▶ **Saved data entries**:
*** Block opens ***
PR #1317, opened 2026-07-09
perf(libraries): branchless MathUtils.add(uint256,int256)

### LINKED ISSUE #641: opt: branchless MathUtils.add(uint,int)
https://github.com/aave/aave-v4/blob/63caec0c2d2d22f345fe4372c959465dc2f294b4/src/libraries/math/MathUtils.sol#L46-L56

This can be optimised to be written branchless-ly. See [min](https://github.com/aave/aave-v4/blob/63caec0c2d2d22f345fe4372c959465dc2f294b4/src/libraries/math/MathUtils.sol#L42) implementation above or [oz](https://github.com/OpenZeppelin/openzeppelin-contracts/blob/0034c302241c4b1a1685272d4df42ca5d64b8c34/contracts/utils/math/SignedMath.sol#L13-L26) for inspiration.

ozpool:
Closes #641.

Rewrites `MathUtils.add(uint256, int256)` branchlessly, as suggested in the issue.

### Approach
`add` wraps modulo 2**256, so reinterpreting `b` as its two's-complement word gives the correct result for both signs whenever it fits in a `uint256`. The sum is invalid exactly when `(c < a) != (b < 0)`:

- `b >= 0` overflows ⇒ `c < a`
- `b < 0` underflows ⇒ `c >= a`

which folds to a single `xor(lt(c, a), slt(b, 0))`. Reverts are kept as an arithmetic panic (`0x11`), so the observable behaviour is unchanged and the existing tests pass untouched.

### Note on `type(int256).min`
The old code reverted for `b == type(int256).min` regardless of `a`, purely as an artifact of the checked negation `-b`. The branchless version instead returns the mathematically correct `a - 2**255` when it fits (`a >= 2**255`). This is only reachable outside the range the existing tests exercise; `a < 2**255` still reverts. Covered by a dedicated edge test.

### Tests & gas
- Added `test_fuzz_add` covering the full `int256` range (incl. `type(int256).min`) and `test_add_int256_min_edge`.
- `forge test` green; gas snapshots refreshed — reductions across borrow, repay, liquidation and premium paths.


Annkkitaaa (commented):
I went through the assembly by hand against the full two's-complement range and this holds up. Walking through why, for the record:

`c := add(a, b)` reinterprets `b`'s two's-complement bit pattern as a raw word and relies on `ADD` wrapping mod 2**256, which is exactly right: if `b` represents `-m` for some `m > 0`, its unsigned word value is `2**256 - m`, so `add(a, b) mod 2**256 = (a - m) mod 2**256`, giving the correct wrapped result in both the valid and the underflowing case.

The revert condition `xor(lt(c, a), slt(b, 0))` is the correct overflow/underflow check:
- `b >= 0`: overflow occurred exactly when `c < a` (the sum wrapped past 2**256). No overflow means `c >= a`. `slt(b, 0)` is `0` in this branch, so the xor is `0` (no revert) iff `c >= a`, matching.
- `b < 0`: valid iff `a >= m`, which gives `c = a - m <= a`, i.e. `lt(c, a)` is `1` when `a > m` and `0` only at the exact boundary `a == m` (where `c == 0`, still `< a` unless `a == 0`). `slt(b, 0)` is `1` in this branch, so xor is `0` (no revert) iff `lt(c, a)` is `1`, i.e. iff `a > m`... worth double-checking the `a == m` boundary specifically since that's `c == 0`: `lt(0, a)` is `1` for any `a > 0`, so it correctly does not revert there.

I specifically checked `b == type(int256).min`, since that's the case that breaks naive "negate and subtract" implementations (negating `INT256_MIN` overflows Solidity's checked int256 range). Two's complement of `type(int256).min` is `2**255`, so `m = 2**255`. At `a = 2**255`: `c = add(2**255, 2**255) mod 2**256 = 0`, `lt(0, 2**255) = 1`, `slt(b,0) = 1`, xor = 0, correctly no revert, and `0` is indeed the right answer (`2**255 + (-2**255) = 0`). At `a = 2**255 - 1`: `c` wraps to `2**256 - 1`, `lt(UINT256_MAX, a) = 0`, xor = 1, correctly reverts (true result is negative). The fuzz test and the dedicated `test_add_int256_min_edge` both cover this correctly.

One thing worth calling out explicitly in the PR description, since it's easy to miss under a "perf" label: **this is also a correctness fix, not only a gas optimization.** The old implementation (`if (b >= 0) return a + uint256(b); return a - uint256(-b);`) unconditionally reverts whenever `b == type(int256).min`, regardless of `a`, because unary negation of `INT256_MIN` overflows Solidity's checked arithmetic before the subtraction ever runs. So `add(2**255, type(int256).min)` reverts today even though the mathematically correct result (`0`) is well-defined and in range. The new version fixes that as a side effect of the branchless rewrite.

For what it's worth on current exploitability: I checked the two call sites (`Hub.sol:945` and `UserPositionUtils.sol:41`), both apply `add` to premium-share deltas computed as `newPremiumShares.signedSub(oldPremiumShares)`, where both operands are bounded well below `type(int256).min` in practice (shares are packed into `uint120` elsewhere), so today's callers can't actually hit the old bug. Still a real robustness improvement, and worth having regardless of current reachability.

Gas snapshot diffs across `Hub.Operations.json`, `Spoke.Operations.json`, etc. all move in the same direction (small decreases), consistent with a pure efficiency win layered on top of the correctness fix.

PR #1322, opened 2026-07-20
added the hub connected with TreasurySpoke in the constructor, so each treasury spoke will be connected with a hub

### LINKED ISSUE #799: Update Treasury Spoke - allow for registering reserveIds
- currently treasury spoke doesnt really behave like a regular spoke; it is connected to 1 hub only and the functions like supply and withdraw accept a reserveId that MUST match the assetId on the hub, as it calls the hub directly with that reserveId input in place of assetId input
- treasury spoke can be misconfigured on the hub, if the same treasury spoke is used across multiple hubs, therefore need to deploy a new treasury spoke per hub

could lead to fees being bricked if the same treasury spoke is used across hubs.
- recently we made sure on addAsset and updateAssetConfig when there is a new feeReceiver, it must be a new spoke (for that hub) which then gets added to the hub
- in treasury spoke, you must define the hub it is connected with in the constructor and it is immutable

See the following scenario:
- deploy treasurySpoke feeReceiver1 connected to hub1
- on hub1, add assetA with feeReceiver1; feeReceiver1 gets added as a new spoke
- on hub2, add assetA with feeReceiver1 as well; this is allowed bc feeReceiver1 is a new spoke to hub2

ref of discussion: https://avaraxyz.slack.com/archives/C04HCBMEEBZ/p1758595490572469

web3devLuBdF:
Closes #799 

An Immutable variabile named "HUB" has been added at the contract level , because it is immutable it will be part of the final bytecode and its value will not can be changed after deployment and it has been marked as public.
A constructor has been added in "TreasurySpoke" contract and the variabile "HUB" has been initialized in it, so each treasury spoke will have a hub.
Although "TreasurySpoke" contains upgradeable elements (for Ownable2StepUpgradeable), the presence of constructor is not a problem if it does not affect upgradeable pattern logic.
Naturally "TreasurySpokeInstance" and "MockTreasurySpokeInstance" contracts that inherit directly by "TreasurySpoke"  had to indicate "HUB" variable as argument in their constructors.
Initially the deployment of treasury spoke instance failed in treasury spoke tests with the error "FailedCreate2FactoryCall" because it is deployed with CREATE2, so the addition of constructor in "TreasurySpoke" contract has changed final expected bytecode in deterministic deployment.
Because of this has been necessary to encode the "TreasurySpoke" argument in the final bytecode, and all files involved in treasury spoke deployment have added this argument to ensure that deployment succeds.
Since all this files are quite numerous, is necessary to be careful to how the argument integrates with the other variables.
For this reason if is needed change "HUB" variable visibility, modify the position of treasury spoke instance argument in all files involved in deployment or any other change and addition, i am willing to do it.


DhairyaSethi:
feature is not planned

PR #807, opened 2025-04-25
feature(tui): Add Adapter Details Screen

vkhitrin:
Adds a new window that displays details returned by the adapter.

- [x] No.

- [ ] Yes.
- [x] No, I need help with testing this change.

- [ ] I have added an entry to `CHANGELOG.md`, under the `[Unreleased]` section heading. That entry references the issue closed by this PR.

### DIFF
--- a/src/harlequin/adapter.py
+++ b/src/harlequin/adapter.py
@@ -213,6 +213,7 @@ class HarlequinAdapter(ABC):
     COPY_FORMATS: list[HarlequinCopyFormat] | None = None
     """DEPRECATED. Adapter Copy formats are now ignored by Harlequin."""
     IMPLEMENTS_CANCEL = False
+    ADAPTER_DETAILS: str | None = None
 
     @abstractmethod
     def __init__(self, conn_str: Sequence[str], **options: Any) -> None:
@@ -267,3 +268,10 @@ class HarlequinAdapter(ABC):
         also provide options for customizing the Export dialog GUI.
         """
         return self.COPY_FORMATS is not None
+
+    @property
+    def provides_details(self) -> None:
+        """
+        Provides adapter details.
+        """
+        return self.ADAPTER_DETAILS is not None
--- a/src/harlequin/components/adapter_details.py
+++ b/src/harlequin/components/adapter_details.py
@@ -1,0 +1,65 @@
+from pathlib import Path
+
+from textual import events
+from textual.app import ComposeResult
+from textual.containers import Vertical, VerticalScroll
+from textual.screen import ModalScreen
+from textual.widgets import Markdown, Static
+
+
+class VerticalSuppressClicks(Vertical):
+    def on_click(self, message: events.Click) -> None:
+        message.stop()
+
+
+class AdapterDetailsScreen(ModalScreen):
+    def __init__(
+        self,
+        details: str,
+        name: str | None = None,
+        id: str | None = None,  # noqa: A002
+        classes: str | None = None,
+    ) -> None:
+        super().__init__(name, id, classes)
+        self.details = details
+
+    header_text = """
+        Harlequin can display details about the adapter collected from client + server.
*** Block closes ***
▶ **REQUIREMENT**: Among the records above, how many lines contain the word "hubs"? Answer with the number by itself.

▶ **FINISHED EXERCISE**: 2